# SKYRIM stürzt im intro ab...MEINE LÖSUNG...



## belphe (8. März 2012)

*SKYRIM stürzt im intro ab...MEINE LÖSUNG...*

habe mir gestern das spiel gekauft und hatte leider auch das problem, das bei mir das spiel nach ca. 10 sek, im intro abstürzt.

habe mir einiges erlesen per google, kam aber nich wirklich weiter.

heute war es eigentlich ganz einfach.

im launcher auf optionen und bei antialaising auf den wert 2 gestellt. dann habe ich noch das hd-texture-pack deaktiviert, was ich mir runter.geladen hatte.
ist auch unter optionen im launcher zu finden.

hab jetzt ca. 2 stunden spielen können ohne crash...

ich hoffe ich kann noch einigen hiermit helfen, da es doch sehr ärgerlich ist, wenn ein game einfach nicht laufen will.
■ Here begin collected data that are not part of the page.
PR #15644, opened 2022-04-04
FF100 AbortSignal.timeout() supported

hamishwillee:
`AbortSignal.timeout` was recently added to the spec. 
- FF100 added it in https://bugzilla.mozilla.org/show_bug.cgi?id=1753309
- Deno reports it in release notes for 1.20: https://deno.com/blog/v1.20#support-for-abortsignaltimeoutms
- Chrome shows not yet implemented here: https://chromestatus.com/feature/5768400507764736 (also tested using https://wpt.live/dom/abort/abort-signal-timeout.html on browserstack)
- No signal for Safari
- Not sure about Node. The intent is there, but no clear signal - e.g. this one is closed: https://github.com/nodejs/node/pull/40899
I've marked as not experimental since their are two implementations, and intent from Chromium.

Other docs work for this can be followed in https://github.com/mdn/content/issues/14641

PR #15884, opened 2022-04-19
api.AbortSignal.timeout - node support in 17.3.0

hamishwillee:
From Node docs here https://nodejs.org/api/globals.html#static-method-abortsignaltimeoutdelay `AbortSignal.timeout()` is supported from 17.3.0.

This won't merge because node versions above 17.0.0 are not yet supported.

This follows on from the comment here: https://github.com/mdn/browser-compat-data/pull/15644#issuecomment-1097434698

### DIFF
--- a/browsers/nodejs.json
+++ b/browsers/nodejs.json
@@ -349,14 +349,14 @@
         "17.0.0": {
           "release_date": "2021-10-19",
           "release_notes": "https://nodejs.org/en/blog/release/v17.0.0/",
-          "status": "current",
+          "status": "retired",
           "engine": "V8",
           "engine_version": "9.5"
         },
         "17.2.0": {
           "release_date": "2021-11-30",
           "release_notes": "https://nodejs.org/en/blog/release/v17.2.0/",
-          "status": "current",
+          "status": "retired",
           "engine": "V8",
           "engine_version": "9.6"
         },
--- a/browsers/nodejs.json
+++ b/browsers/nodejs.json
@@ -352,6 +352,20 @@
           "status": "current",
           "engine": "V8",
           "engine_version": "9.5"
+        },
+        "17.2.0": {
+          "release_date": "2021-11-30",
+          "release_notes": "https://nodejs.org/en/blog/release/v17.2.0/",
+          "status": "current",
+          "engine": "V8",
+          "engine_version": "9.6"
+        },
+        "17.3.0": {
+          "release_date": "2021-12-17",
+          "release_notes": "https://nodejs.org/en/blog/release/v17.3.0/",
+          "status": "current",
+          "engine": "V8",
+          "engine_version": "9.6"
         }
       }
     }
--- a/api/AbortSignal.json
+++ b/api/AbortSignal.json
@@ -415,7 +415,7 @@
               "version_added": false
             },
             "nodejs": {
-              "version_added": false
+              "version_added": "17.3.0"
             },
             "opera": {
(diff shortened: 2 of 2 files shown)


queengooborg:
Thanks @hamishwillee!  Would you be up to add NodeJS v17.3.0 to the browser data in this PR (or another PR)?

hamishwillee:
@queengooborg Well, its a little out of scope. 

Happy to give it a go but where is the release information that is needed? I infer that we 
- link to blogs like this one https://nodejs.org/en/blog/release/v17.1.0/ 
- "status": "esr", retired or current
- engine always v8?
- How do I work out engine version?

queengooborg:
These are great questions!  I've been basing the engine version (and yes, the engine's always V8) and release date off of https://nodejs.org/en/download/releases/.  The status should be set to "current" (whereas 17.0.0 should be set to "retired").

hamishwillee:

alle anderen tips haben bei mir jedenfalls nicht funktioniert, siehe soundeinstellungen, 4GB-Mod, etc...

werde an den grafikeinstellungen noch etwas herum-experimentieren.

aber im moment läufts und das game macht richtig bock.


----------



## Herbboy (9. März 2012)

nett, dass Du dich extra für den Tipp anmeldest


----------